Em pulsos curtos e no momento certo, o cortisol é um aliado da perda de peso.

O pico matinal e a elevação aguda durante o exercício estimulam a lipólise, ou seja, a quebra de gordura armazenada para uso como energia.

Ao mesmo tempo, esse pico aumenta a disponibilidade de glicose e melhora o desempenho no treino, especialmente em atividades de alta intensidade. Um ritmo circadiano preservado também está associado a mais disposição pela manhã, melhor controle do apetite e sono mais profundo à noite, três pilares de qualquer processo de emagrecimento sustentável.

Portanto, “baixar o hormônio” a qualquer custo não faz sentido.

Por exemplo, pessoas com produção insuficiente  apresentam fadiga intensa, hipotensão e fraqueza muscular, não emagrecimento saudável.

Cortisol e emagrecimento: quando o hormônio vira inimigo da balança

Por outro lado, o cenário muda quando a elevação deixa de ser pontual e se torna crônica: estresse contínuo, privação de sono, dietas restritivas prolongadas, excesso de treino e consumo elevado de açúcar. Nessa situação, o cortisol cronicamente alto tem consequências claras:

  • Favorece o acúmulo de gordura visceral.

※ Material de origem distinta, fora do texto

PR #4423, opened 2023-04-04
Mdev-89 warn user if a question code is existed

biaoli0:
### Issue #:
mdev-89

### Change 
- Add a flag `confirmRequest` from frontend to backend to handle the warning status 
- If an existing question code is found, throw a warning to request confirm, if client wants to import it anyway, overwrite the existing question.

### DIFF
--- a/packages/utils/src/validation/ObjectValidator.js
+++ b/packages/utils/src/validation/ObjectValidator.js
@@ -68,7 +68,7 @@ async function runValidators(validators, object, fieldKey, constructError) {
       await validators[j](object[fieldKey], object, fieldKey);
     } catch (error) {
       throw constructError
-        ? constructError(error.message, fieldKey)
+        ? constructError(error.message, fieldKey, { ...error?.extraFields })
         : new ValidationError(
             `Invalid content for field "${fieldKey}" causing message "${error.message}"`,
           );
--- a/packages/admin-panel/src/importExport/ImportModal.js
+++ b/packages/admin-panel/src/importExport/ImportModal.js
@@ -27,6 +27,7 @@ const STATUS = {
   TIMEOUT: 'timeout',
   SUCCESS: 'success',
   ERROR: 'error',
+  WARNING: 'warning',
 };
 
 const defaultFinishedMessage = () => <span>Your import has been successfully processed.</span>;
@@ -50,6 +51,7 @@ export const ImportModalComponent = React.memo(
     const [status, setStatus] = useState(STATUS.IDLE);
     const [finishedMessage, setFinishedMessage] = useState(null);
     const [errorMessage, setErrorMessage] = useState(null);
+    const [warningMessage, setWarningMessage] = useState(null);
     const [isOpen, setIsOpen] = useState(false);
     const [values, setValues] = useState({});
     const [files, setFiles] = useState([]);
@@ -67,6 +69,7 @@ export const ImportModalComponent = React.memo(
     const handleDismiss = () => {
       setStatus(STATUS.IDLE);
       setErrorMessage(null);
+      setWarningMessage(null);
       setFinishedMessage(null);
       setFiles([]);
       setFileName(noFileMessage);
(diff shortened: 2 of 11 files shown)


packages/central-server/src/apiV2/import/importSurveys/importSurveys.js
```diff
@@ -242,9 +248,12 @@ export async function importSurveys(req, res) {
         let hasSeenDateOfDataQuestion = false;
         const questionCodes = []; // An array to hold all qustion codes, allowing duplicate checking
         const configImporter = new ConfigImporter(transactingModels, rows);
-        const objectValidator = new ObjectValidator(constructQuestionValidators(transactingModels));
+        const objectValidator = new ObjectValidator(
+          constructQuestionValidators(transactingModels, isNewSurvey, confirmRequest, res),
+        );
         let hasPrimaryEntityQuestion = false;
         for (let rowIndex = 0; rowIndex < rows.length; rowIndex++) {
+          const excelRowNumber = rowIndex + 2; // +2 to make up for header and 0 index
```
biaoli0, line 256: The excelRowNumber should be defined in front of where it got called.

biaoli0:
@IgorNadj @rohan-bes I am not pretty sure if this is the best approach to add a flag to handle the warning status, let me know if there is a better way 🙏

IgorNadj:
> @IgorNadj @rohan-bes I am not pretty sure if this is the best approach to add a flag to handle the warning status, let me know if there is a better way 🙏

I like this generally speaking, I would just change some of the terminology. In our case the user will see a warning and will have to confirm it, but the server doesn't know about users, it's best to think server first in this case to come up with the terminology.

Basically what is happening is there are two levels of validation, one that runs normally and one that is stricter. In the stricter mode, it will say the request is invalid if question codes exist. In the loose mode, it will allow the import to continue.

So I would change the flag to strictValidationMode: boolean, which is true by default. The request can then contain a flag strictValidationMode=false if needed.

Then the validation error that gets thrown will need to have a flag on it too. In `constructQuestionValidators` you should be able to throw a subclass of Error which is then caught in the importSurveys try/catch and responds with `{ isStrictValidationError: true, error: 'A question with the same code already exists...' }`, which will then show up to the user as "Warning: A question with the same code..." (import failed in strict mode, try again in not strict mode?).

rohan-bes:
> @IgorNadj @rohan-bes I am not pretty sure if this is the best approach to add a flag to handle the warning status, let me know if there is a better way 🙏

Yeah I'm pretty happy with this approach as well @biaoli0, though I do like @IgorNadj's suggestions to make this a bit more generic. It's possible there will be other 'strict' errors that we will want to get confirmation from the user on.

Really though, this is another case of how we'd really like to have some kind of event based architecture for processing user data submissions. Ideally an import file / survey response goes into a processing queue, and if something goes wrong during that processing we alert the user and they either tell the system to carry on, or cancel and they can rectify the error.

It's obviously out of the scope for this PR, but I do think it's worth us thinking about when and how we could switch to such an architecture.

rohan-bes (changes requested):
As discussed, might cleaner using a exception handling approach to this one. But overall design is solid 👍

biaoli0:
Changes:
1. use flag `isStrictValidationModeError` and `strictValidationMode`. If error contains `isStrictValidationModeError`, set as a warning.
2. Add new error type `StrictValidationModeError`

biaoli0:
@rohan-bes Would you like to have a second look?

packages/utils/src/validation/ObjectValidator.js
```diff
@@ -68,7 +68,7 @@ async function runValidators(validators, object, fieldKey, constructError) {
       await validators[j](object[fieldKey], object, fieldKey);
     } catch (error) {
       throw constructError
-        ? constructError(error.message, fieldKey)
+        ? constructError(error.message, fieldKey, { ...error?.extraFields })
```
biaoli0, line 71: Spend a bit more time to figure out how it works here. Using `constructError` only for `constructImportValidationError` is confusing. It could be nicer to catch the error along with where it happens...

biaoli0:
@rohan-bes The unit tests are fixed. Good to have a second look. Thanks Rohan!

IgorNadj:
Squashed commits in preparation for rebase

IgorNadj:
Rebased on dev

O tecido adiposo abdominal tem alta atividade da enzima 11β-HSD1, que amplifica localmente sua ação e estimula o depósito de gordura na região central.
  • Aumenta a resistência à insulina, elevando a glicemia e dificultando a queima de gordura.
  • Estimula o apetite por alimentos hiperpalatáveis (ricos em açúcar e gordura), com efeito direto sobre os hormônios da fome e da saciedade.
  • Promove catabolismo muscular, reduzindo a massa magra e, com ela, o gasto energético de repouso.
  • Prejudica o sono, criando um ciclo vicioso: dormir mal eleva o nível noturno do hormônio, que por sua vez piora a qualidade do sono.

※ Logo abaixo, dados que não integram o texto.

PR #4427, opened 2023-04-05
Add options back to metadata

biaoli0:
### Issue #:
Issue found in regression, https://beyondessential.slack.com/archives/C01MAA3NKM1/p1680664696247249

Basically options are missing so legacy report can't translate value to option name.


IgorNadj (approved):
Failing test but otherwise looks good. I'm not sure how category options are part of metadata but I assume they are, rather than their own concept.

biaoli0:
> Failing test but otherwise looks good. I'm not sure how category options are part of metadata but I assume they are, rather than their own concept.

Yeah, they are slightly different, but it makes sense to combine them as they are not big.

De fato, estudos clássicos já demonstraram que mulheres com maior reatividade de cortisol ao estresse acumulam mais gordura abdominal, e que apenas alguns dias de restrição de sono elevam o cortisol vespertino e reduzem a sensibilidade à insulina em adultos saudáveis.

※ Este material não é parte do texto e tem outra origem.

PR #4566, opened 2023-05-15
MDEV-138: Delete Palau's Household Entity

chris-pollard:
### Changes:

- Delete a household record from entity table.


chris-pollard:
Closed, no longer required as migration.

Cortisol e emagrecimento na prática: como manter níveis saudáveis

A meta não é eliminar o hormônio, e sim restaurar seu ritmo. Na prática clínica, as medidas com melhor respaldo são:

  1. Dormir de 7 a 9 horas por noite, em horário regular. Sem dúvida, este é o fator isolado mais importante — veja meu checklist de como dormir bem.
  2. Exposição à luz natural pela manhã e redução de telas à noite, para sincronizar o eixo HPA.
  3. Exercício físico regular, sem excesso. Treino de força e atividade aeróbica moderada melhoram a sensibilidade ao hormônio; em contrapartida, sessões muito longas e frequentes sem recuperação fazem o oposto.
  4. Alimentação com proteína adequada e baixo índice glicêmico, evitando jejuns prolongados e dietas excessivamente restritivas, que funcionam como estressor fisiológico.
  5. Manejo do estresse: meditação, respiração diafragmática e contato social reduzem a ativação crônica do eixo HPA.
  6. Avaliação médica quando houver sinais de desregulação: cortisol salivar em quatro pontos do dia, cortisol livre urinário ou teste de supressão com dexametasona ajudam a diferenciar estresse crônico de doenças como síndrome de Cushing.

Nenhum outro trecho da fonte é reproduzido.